A Better Album Ranking Algorithm

Years ago, I deleted my Last.fm account, because it felt like a dying social media network. Months ago, I created a new one, because Last.fm is a treasure trove of behaviorally generated personal data. It’s a lovely service for a developer to have around for side projects, as it provides instant and easy access to a large dataset with a particularly personal connection if you’re a music lover. In the process of using it for one of those side projects, I found a dark & disturbing secret: Last.fm actually kind of sucks for tracking album plays.

Fair warning: things are about to take a turn for the opinionated, pedantic, and downright trivial.

The Scrobble Killed the Record Star

Last.fm is built upon an atomic unit: the scrobble. From it, all other units are derived. A scrobble represents one play of one song, and Last.fm sets your top album by how many scrobbles it has. The problem with this is that it’s the complete wrong way to count album plays.

Album play counts are slightly different than song play counts. They should start from basically the same place — one playthrough is one playthrough — but from there they branch in subtle but important ways. For example, it is much more common to only partially listen to an album than it is to partially listen to a song. Albums are also, generally, between 10 and 12 times longer than songs, and broken into as many parts.

If the length of an album is what makes a complete playthrough of an album rarer than a playthrough of a song, a playthrough of a longer album should count for more than that of a shorter album. (There’s an argument to be made that the same is true of songs, but we’ll leave that for another day.) Thus, the ideal album ranking algorithm would account for total playthroughs, with a weight given to longer albums. Maybe even something as simple as this:

albumPlaythroughs * (1 + albumDuration / 2700)

Here, we weight the duration in 45 minute increments, the length of a single LP (albumDuration being in seconds). Adding 1 to the duration calculation helps to ensure we’re not simply normalizing for record length — while that is also a valid way to rank album plays, it is not the one I prefer.

Ok, You Got Me. Something Exactly As Simple As That

Let’s take three albums of varying lengths and see how they handle this algorithm. Our albums:

"name": "Cardinal",
"artist": "Pinegrove",
"duration": 1845
"name": "Marquee Moon",
"artist": "Television",
"duration": 2754
"name": "Summertime '06",
"artist": "Vince Staples",
"duration": 3545

Given one playthrough each, the three records will be ranked in exactly the same order they are now. Let’s listen to a few more tracks.

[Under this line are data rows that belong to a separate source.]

PR #152, opened 2020-04-01
Removed snapshot dependency on model

### LINKED ISSUE #130: Avoid redundant copies of Model members
[Snapshot Feature](https://github.com/pytorch/serve/pull/111/files/a2a8d17552664161a31b7fa2a54abc9607215039#) introduces a new class in the following file.
`frontend/server/src/main/java/org/pytorch/serve/snapshot/ModelInfo.java`

It is unclear how this is different from `class Model`, it seems redundant? If it's redundant, we should remove it. If it's not redundant, then why are moving `class ModelInfo` under snapshot. Since `class Snaphot` should, in theory, not be concerned about specifics of the model as per the documentation.

This results in duplication of members in memory. This implementation is OK for as long as the number of models is low. The moment we start scaling things the larger memory occupant members will also be duplicated. AFAIK, currently we are not using any data members that occupy large amounts of memory in ModelInfo that may not always be the case.

Instead, if we can use a class that only references members which are already loaded into memory of, say `class Model`, in memory that might be efficient.  The urgency of this problem is unclear, depending on a "typical" usage scenario the impact of this will vary.

dhaniram-kshirsagar:
## Description
This PR takes care of concern raised in #130 i.e. remove snapshot dependency on model object.

Fixes #130 

## Type of change

The changes are internal in nature hence already covered by the existing set of snapshot related UT/ITs.
- Logs
[sanity_test.log](https://github.com/pytorch/serve/files/4588684/sanity_test.log)

## Checklist:

NA
NA
NA


frontend/server/src/main/java/org/pytorch/serve/snapshot/SnapshotManager.java
```diff
@@ -170,12 +144,12 @@ private boolean validate(Snapshot snapshot) throws IOException, InvalidSnapshotE
...
-        Map<String, Map<String, ModelSnapshot>> models = snapshot.getModels();
-        for (Map.Entry<String, Map<String, ModelSnapshot>> modelMap : models.entrySet()) {
+        Map<String, Map<String, JsonObject>> models = snapshot.getModels();
+        for (Map.Entry<String, Map<String, JsonObject>> modelMap : models.entrySet()) {
             String modelName = modelMap.getKey();
-            for (Map.Entry<String, ModelSnapshot> versionModel : modelMap.getValue().entrySet()) {
+            for (Map.Entry<String, JsonObject> versionModel : modelMap.getValue().entrySet()) {
                 String versionId = versionModel.getKey();
-                String marName = versionModel.getValue().getMarName();
+                String marName = versionModel.getValue().get("marName").getAsString();
```
mycpuorg, line 152: move "marName" to a global name

frontend/server/src/main/java/org/pytorch/serve/wlm/Model.java
```diff
@@ -48,6 +50,28 @@ public Model(ModelArchive modelArchive, int queueSize) {
                         this.modelArchive.getModelName(), this.modelArchive.getModelVersion());
     }
 
+    public JsonObject getModelState(boolean isDefaultVersion) {
+
+        JsonObject modelInfo = new JsonObject();
+        modelInfo.addProperty("defaultVersion", isDefaultVersion);
```
mycpuorg, line 56: In general, keep all these const string names to a global location.
Same here. const strings / prop names to either global location or use getter methods.

frontend/server/src/main/java/org/pytorch/serve/wlm/ModelManager.java
```diff
@@ -71,6 +73,29 @@ public ModelArchive registerModel(String url, String defaultModelName)
                 defaultModelName);
     }
 
+    public void registerAndUpdateModel(String modelName, JsonObject modelInfo)
+            throws ModelException, IOException {
+
+        boolean defaultVersion = modelInfo.get("defaultVersion").getAsBoolean();
```
mycpuorg, line 79: Same here. const strings / prop names to either global location or use getter methods.

frontend/server/src/test/java/org/pytorch/serve/SnapshotTest.java
```diff
@@ -368,11 +368,11 @@ private void updateSnapshot(Properties prop) {
...
         snapshot.setName("snapshot");
         snapshot.setCreated(123456);
-        for (Map.Entry<String, Map<String, ModelSnapshot>> modelMap :
+        for (Map.Entry<String, Map<String, JsonObject>> modelMap :
                 snapshot.getModels().entrySet()) {
-            for (Map.Entry<String, ModelSnapshot> versionModel : modelMap.getValue().entrySet()) {
-                versionModel.getValue().setMinWorkers(4);
-                versionModel.getValue().setMaxWorkers(4);
+            for (Map.Entry<String, JsonObject> versionModel : modelMap.getValue().entrySet()) {
+                versionModel.getValue().addProperty("minWorkers", 4);
```
mycpuorg, line 374: Same here. const strings / prop names to either global location or use getter methods.

frontend/server/src/main/java/org/pytorch/serve/wlm/Model.java
```diff
@@ -17,6 +19,15 @@
 public class Model {
 
     public static final String DEFAULT_DATA_QUEUE = "DATA_QUEUE";
+
+    public static final String MIN_WORKERS = "minWorkers";
```
mycpuorg, line 23: thanks!

dhaniram-kshirsagar:
> This change looks good to me. It should actually reduce the footprint of memory for each model. Can you please change your commit text to include what was tested etc. If this commit was tested for snapshot test cases (please indicate them if you have done so) I'd like to merge this soon.
> 
> @dhaniram-kshirsagar

Done. Added details per PR template and attached logs.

const cardinalRank = 3.5 * (1 + 1845 / 2700) // 5.89
const marqueeRank = 3 * (1 + 2745 / 2700) // 6.05
const summertimeRank = 2.5 * (1 + 3545 / 2700) // 5.78

Now we’re getting somewhere. Even though Cardinal has the most playthroughs, Marquee Moon has the highest rank thanks to its lengthier runtime. Summertime ‘06 is just barely in third place despite having a full playthrough less than Cardinal. The system works, folks.

This Is the Part With the “But”

Given all the information we need, the algorithm works. But we still have to get the information, and unfortunately, Last.fm doesn’t make it too easy on us:

  • We can easily get a user’s top albums, but the response doesn’t include information on the amount of tracks on, or duration of, each album.
  • Last.fm doesn’t use unique IDs to track albums, so we have to use an endpoint that searches by album name and artist to get detailed album information. This often fails or retrieves the wrong album, even when the album name and artist are provided by Last.fm (like from the previously discussed endpoint).
  • Once we find an album, track listings are missing or incomplete about 20% of the time. This happens more often with newer albums.
  • Neither the top albums nor album info endpoints give us the album’s release year. This doesn’t impact the algorithm, I just thought it was odd.

All told, to implement this algorithm on our own means we would have to make an insane amount of requests just to get incomplete or missing data. If you think that doesn’t sound like it’s worth it, you’re right. And while I didn’t use it, you can see an implementation here.

Last.fm still ranks albums wrong, though.